[Provided entries Boundary: Start]

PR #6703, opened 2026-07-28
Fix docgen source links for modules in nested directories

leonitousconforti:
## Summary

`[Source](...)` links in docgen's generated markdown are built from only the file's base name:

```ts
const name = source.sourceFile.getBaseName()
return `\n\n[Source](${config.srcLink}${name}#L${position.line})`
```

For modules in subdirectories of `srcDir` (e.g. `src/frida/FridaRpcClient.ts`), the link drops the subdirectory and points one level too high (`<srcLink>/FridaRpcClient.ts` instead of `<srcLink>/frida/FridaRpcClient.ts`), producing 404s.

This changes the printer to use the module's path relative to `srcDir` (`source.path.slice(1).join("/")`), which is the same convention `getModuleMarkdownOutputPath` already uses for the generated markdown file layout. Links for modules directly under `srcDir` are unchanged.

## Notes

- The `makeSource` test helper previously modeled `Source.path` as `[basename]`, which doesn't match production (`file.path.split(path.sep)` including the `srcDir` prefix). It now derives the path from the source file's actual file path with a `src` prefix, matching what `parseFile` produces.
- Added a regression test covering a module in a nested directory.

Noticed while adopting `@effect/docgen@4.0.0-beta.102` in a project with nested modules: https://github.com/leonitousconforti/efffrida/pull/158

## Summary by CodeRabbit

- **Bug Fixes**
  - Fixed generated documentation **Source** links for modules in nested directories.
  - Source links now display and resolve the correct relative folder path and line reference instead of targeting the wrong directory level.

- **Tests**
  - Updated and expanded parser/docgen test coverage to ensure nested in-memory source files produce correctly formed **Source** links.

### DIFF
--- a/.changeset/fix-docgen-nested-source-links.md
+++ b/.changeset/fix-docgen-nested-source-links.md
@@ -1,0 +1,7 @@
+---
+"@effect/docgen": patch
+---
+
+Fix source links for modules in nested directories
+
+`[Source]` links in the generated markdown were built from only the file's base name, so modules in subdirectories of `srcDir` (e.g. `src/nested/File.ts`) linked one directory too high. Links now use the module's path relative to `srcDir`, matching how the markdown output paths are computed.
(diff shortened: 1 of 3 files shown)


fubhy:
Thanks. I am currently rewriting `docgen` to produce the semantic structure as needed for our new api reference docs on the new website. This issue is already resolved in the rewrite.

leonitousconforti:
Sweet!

[Provided entries Boundary: End]

Task prompt:
Each line of the entries where the string "which" occurs should be shown.

Final answer:
This changes the printer to use the module's path relative to `srcDir` (`source.path.slice(1).join("/")`), which is the same convention `getModuleMarkdownOutputPath` already uses for the generated markdown file layout. Links for modules directly under `srcDir` are unchanged.
- The `makeSource` test helper previously modeled `Source.path` as `[basename]`, which doesn't match production (`file.path.split(path.sep)` including the `srcDir` prefix). It now derives the path from the source file's actual file path with a `src` prefix, matching what `parseFile` produces.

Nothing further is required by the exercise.